Deciding who deserved to die—when had that become his role?
The realization hit him like cold water.
This city had dragged him into it. The fog. The tower. The constant killing. Step by step, it had turned survival into instinct and instinct into cruelty. And he had almost let it finish the job.
Like waking from a nightmare mid-scream, Marcoh came back to himself.
He nearly let this shithole win.
“…Get up,” he said.
The words felt strange in his mouth.
The creature hesitated, as if it hadn’t understood. Then, slowly, clumsily, it pushed itself upright. Its movements were unsure—like someone relearning how to exist inside their own body.
Tears streamed down its face without it seeming to know why.
Marcoh looked at her.
Not Marina.
Not a monster.
Just a kid.
A horribly, impossibly fucked-up kid he had almost killed.
A memory surfaced—himself, far too young, raising his sister. Questions he’d never known how to answer. Where’s mom? Where’s dad? And like the idiot he still apparently was, he’d always done the same thing.
He reached out and patted her head.
Awkward. Gentle. A lie wrapped in warmth.
“It’ll be okay,” he said, empty words not even a kid would believe..
“That doesn’t help,” she whispered.
“I know,” Marcoh replied.
And when he realized that he was doing it again he put his hand back quickly. Dirt and blood had stained her hair now. Dust clung to her dress.
Good.
She looked less untouched.
More real.
Wordlessly.

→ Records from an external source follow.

PR #118, opened 2025-09-09
Fix Docker healthcheck

reinkrul:


gasperr (approved):
I've encountered the same issue trying to set these things up so I can confirm the change fixes this issue with healthcheck.

Issue #121, opened 2025-09-09
mCSD Update Client: use conditional update _source to appy changes


reinkrul:
This way, we support local resource IDs without having to do lookups

PR #122, opened 2025-09-09
#121: Conditional update with _source

reinkrul:


JorisHeadease (commented):
I didn't finish the PR fully as we probably first need to decide on the approach. To keep it as is, or simplify the code with [conditional references](https://hl7.org/fhir/http.html#vs-refs). My main question is if it replaces both the chain handlers (the bundle references) and the local FHIR search resolution (second chain handler). Pretty sure if does the latter, not sure in the prior. According to Gasper it works well in Firely and HAPI, but we're not sure on others like Azure

PR #123, opened 2025-09-10
feat(mcsd): add deduplication for _history responses

JorisHeadease:
Fix HAPI-0534 error by deduplicating resources from _history queries. Keep only most recent version based on versionId with lastUpdated fallback. Prevents duplicate resource IDs in transaction bundles.

Add comprehensive tests and TODO comments for future _source support.


reinkrul (changes requested):
small things

PR #125, opened 2025-09-10
Check for payload type instead of connection type during sync process

Dirklectisch:
When determining if a resource is a mcsd admin directory we should be using the payload type instead of the connection type. This PR adds the new values and updates the tests accordingly.


component/mcsd/updater.go
```diff
@@ -57,8 +57,13 @@ func buildUpdateTransaction(tx *fhir.Bundle, entry fhir.BundleEntry, allowedReso
 			if err := json.Unmarshal(entry.Resource, &endpoint); err != nil {
 				return "", fmt.Errorf("failed to unmarshal Endpoint resource: %w", err)
 			}
+
 			// Import mCSD directory endpoints even from discoverable directories
-			doSync = coding.EqualsCode(endpoint.ConnectionType, coding.MCSDConnectionTypeSystem, coding.MCSDConnectionTypeDirectoryCode)
+			var payloadCoding = fhir.Coding{
```
reinkrul, line 62: could you move this as a constant (well it can't be a constant, but declared once, at least) to `coding` package?

Or you could make a defacto constant by making a function for it that returns this

component/mcsdadmin/valuesets/endpoint-payload-type.json
```diff
@@ -286,5 +286,13 @@
...
     "code": "urn:hl7-org:sdwg:ccda-nonXMLBody:1.1",
     "display": "For documents following C-CDA constraints using a non structured body. "
+  },
+  {
+    "code": "http://nuts-foundation.github.io/nl-generic-functions-ig/CapabilityStatement/nl-gf-admin-directory-update-client",
+    "display": "Care Services Directory for Update Client"
+  },
+  {
+    "code": "http://nictiz.nl/fhir/CapabilityStatement/eOverdracht-servercapabilities",
+    "display": "Transfer of Care - eOverdracht Server"
```
reinkrul, line 296: can we order these, so that these 2 end up on top in mCSD Admin? Just for the UX

lib/coding/constants.go
```diff
@@ -2,4 +2,5 @@ package coding
 
 const URANamingSystem = "http://fhir.nl/fhir/NamingSystem/ura"
 const MCSDConnectionTypeSystem = "http://fhir.nl/fhir/NamingSystem/endpoint-connection-type"
```
reinkrul, line 4: I think this can go as well?

lib/coding/util.go
```diff
@@ -8,3 +8,21 @@ func EqualsCode(coding fhir.Coding, system string, value string) bool {
 	return coding.System != nil && *coding.System == system &&
 		coding.Code != nil && *coding.Code == value
 }
+
+func CodableIncludesCode(codable fhir.CodeableConcept, code fhir.Coding) bool {
+	for _, c := range codable.Coding {
+		if *c.System == *code.System && *c.Code == *code.Code {
```
reinkrul, line 14: they can be `nil`, which would lead to panic due to nil dereference

lib/coding/util.go
```diff
@@ -8,3 +8,21 @@ func EqualsCode(coding fhir.Coding, system string, value string) bool {
 	return coding.System != nil && *coding.System == system &&
 		coding.Code != nil && *coding.Code == value
 }
+
+func CodableIncludesCode(codable fhir.CodeableConcept, code fhir.Coding) bool {
```
reinkrul, line 12: can you make a unit test for this?

test/testdata/go.mod
```diff
@@ -4,6 +4,7 @@ go 1.24.4
 
 require (
 	github.com/SanteonNL/go-fhir-client v0.5.0
+	github.com/nuts-foundation/nuts-knooppunt v0.1.1
```
reinkrul, line 7: we don't want this, because;
- it's a circular dependency now
- it makes testing slow, since the knooppunt-tests use this testdata package, which then goes on to download some (outdated) version of nuts-knooppunt

If we like the util funcs you added, you can add them to the `zorgbijjou/golang-fhir-models` library in the `caramel` package (because if you put syntactic sugar on FHIR/FIRE, you get caramel, you know...)

PR #68, opened 2021-10-29
Refactor Auction Structure

tbrent:
- This PR reduces the amount of auction-specific logic to a minimum, making use of one-size-fits-all helper functions to prepare auctions.
- This approach enables a more robust approach to revenue auctions. Previously we were counting on being able to forget about the revenue tokens after launching our revenue auction. This wouldn't work well in situations where the revenue auction fails to clear, though.


julianmrodri (approved):
LGTM MErging and will adjust tests.

PR #69, opened 2021-11-01
Fix tests

julianmrodri:
* Fix tests and minor changes for `Vault`, `Asset` and `stRSR`.


contracts/proto0/StRSRP0.sol
```diff
@@ -141,7 +141,11 @@ contract StRSRP0 is IStRSR, Context {
         processWithdrawals();
 
         uint256 snapshotTotalStakedPlus = _totalStaked + _amountBeingWithdrawn();
-        _totalStaked -= amount;
+
+        // Only decrease if there are enough Staked funds
+        if (_totalStaked >= amount) {
```
tbrent, line 146: Don't we want the tx to revert if more than the total staked is seized?

julianmrodri: This is a valid scenario where all funds are pending `withrawal`. You can have 0 stake and amounts that can still be seized.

He gathered the small stack of books she’d chosen and headed for the door. Another unsure set of footsteps behind him. Sunlight poured in, harsh and blinding. For the first time since he’d arrived, he welcomed it.
“I’m not calling you Marina” he said.
“…okay” she replied quietly. “I don’t feel like calling myself that either.”
The strong light swallowed her expression, leaving only the silhouette of a stranger beside him.
Against the will of the gods, two souls still managed to leave Prehevil alive.